**Task to complete**
However many lines the data holds, transcribe them all exactly.

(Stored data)
"""

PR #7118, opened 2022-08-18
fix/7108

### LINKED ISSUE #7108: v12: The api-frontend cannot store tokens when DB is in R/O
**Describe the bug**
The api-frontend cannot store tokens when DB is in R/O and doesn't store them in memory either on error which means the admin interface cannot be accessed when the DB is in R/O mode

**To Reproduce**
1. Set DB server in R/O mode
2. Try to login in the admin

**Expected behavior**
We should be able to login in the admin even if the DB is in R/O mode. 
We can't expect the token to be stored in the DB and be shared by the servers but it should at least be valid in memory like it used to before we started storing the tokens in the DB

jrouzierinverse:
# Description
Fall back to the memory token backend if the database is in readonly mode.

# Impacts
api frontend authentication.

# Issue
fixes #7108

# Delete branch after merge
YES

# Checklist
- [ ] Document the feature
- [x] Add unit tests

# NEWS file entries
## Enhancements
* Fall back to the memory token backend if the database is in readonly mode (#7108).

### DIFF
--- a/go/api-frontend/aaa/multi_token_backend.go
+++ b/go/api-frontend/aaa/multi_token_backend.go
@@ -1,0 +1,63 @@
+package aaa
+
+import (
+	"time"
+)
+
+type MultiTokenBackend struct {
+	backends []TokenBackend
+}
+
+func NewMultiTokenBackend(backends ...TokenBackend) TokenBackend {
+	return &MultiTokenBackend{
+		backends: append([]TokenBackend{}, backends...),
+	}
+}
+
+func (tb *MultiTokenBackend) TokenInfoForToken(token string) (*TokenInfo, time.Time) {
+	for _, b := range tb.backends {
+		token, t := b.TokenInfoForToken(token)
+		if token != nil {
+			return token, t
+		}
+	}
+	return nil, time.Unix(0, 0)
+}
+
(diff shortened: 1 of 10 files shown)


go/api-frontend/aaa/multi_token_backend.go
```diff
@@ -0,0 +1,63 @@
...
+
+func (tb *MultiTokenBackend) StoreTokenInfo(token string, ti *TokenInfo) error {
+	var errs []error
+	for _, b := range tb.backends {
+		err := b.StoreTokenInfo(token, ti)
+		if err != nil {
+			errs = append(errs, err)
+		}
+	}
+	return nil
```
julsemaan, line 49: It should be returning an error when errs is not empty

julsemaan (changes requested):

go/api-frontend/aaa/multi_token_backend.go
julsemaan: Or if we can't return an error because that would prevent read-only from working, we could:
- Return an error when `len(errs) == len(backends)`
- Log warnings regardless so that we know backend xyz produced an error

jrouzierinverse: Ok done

"""

**Exercise result**
PR #7118, opened 2022-08-18
fix/7108

### LINKED ISSUE #7108: v12: The api-frontend cannot store tokens when DB is in R/O
**Describe the bug**
The api-frontend cannot store tokens when DB is in R/O and doesn't store them in memory either on error which means the admin interface cannot be accessed when the DB is in R/O mode

**To Reproduce**
1. Set DB server in R/O mode
2. Try to login in the admin

**Expected behavior**
We should be able to login in the admin even if the DB is in R/O mode. 
We can't expect the token to be stored in the DB and be shared by the servers but it should at least be valid in memory like it used to before we started storing the tokens in the DB

jrouzierinverse:
# Description
Fall back to the memory token backend if the database is in readonly mode.

# Impacts
api frontend authentication.

# Issue
fixes #7108

# Delete branch after merge
YES

# Checklist
- [ ] Document the feature
- [x] Add unit tests

# NEWS file entries
## Enhancements
* Fall back to the memory token backend if the database is in readonly mode (#7108).

### DIFF
--- a/go/api-frontend/aaa/multi_token_backend.go
+++ b/go/api-frontend/aaa/multi_token_backend.go
@@ -1,0 +1,63 @@
+package aaa
+
+import (
+	"time"
+)
+
+type MultiTokenBackend struct {
+	backends []TokenBackend
+}
+
+func NewMultiTokenBackend(backends ...TokenBackend) TokenBackend {
+	return &MultiTokenBackend{
+		backends: append([]TokenBackend{}, backends...),
+	}
+}
+
+func (tb *MultiTokenBackend) TokenInfoForToken(token string) (*TokenInfo, time.Time) {
+	for _, b := range tb.backends {
+		token, t := b.TokenInfoForToken(token)
+		if token != nil {
+			return token, t
+		}
+	}
+	return nil, time.Unix(0, 0)
+}
+
(diff shortened: 1 of 10 files shown)


go/api-frontend/aaa/multi_token_backend.go
```diff
@@ -0,0 +1,63 @@
...
+
+func (tb *MultiTokenBackend) StoreTokenInfo(token string, ti *TokenInfo) error {
+	var errs []error
+	for _, b := range tb.backends {
+		err := b.StoreTokenInfo(token, ti)
+		if err != nil {
+			errs = append(errs, err)
+		}
+	}
+	return nil
```
julsemaan, line 49: It should be returning an error when errs is not empty

julsemaan (changes requested):

go/api-frontend/aaa/multi_token_backend.go
julsemaan: Or if we can't return an error because that would prevent read-only from working, we could:
- Return an error when `len(errs) == len(backends)`
- Log warnings regardless so that we know backend xyz produced an error

jrouzierinverse: Ok done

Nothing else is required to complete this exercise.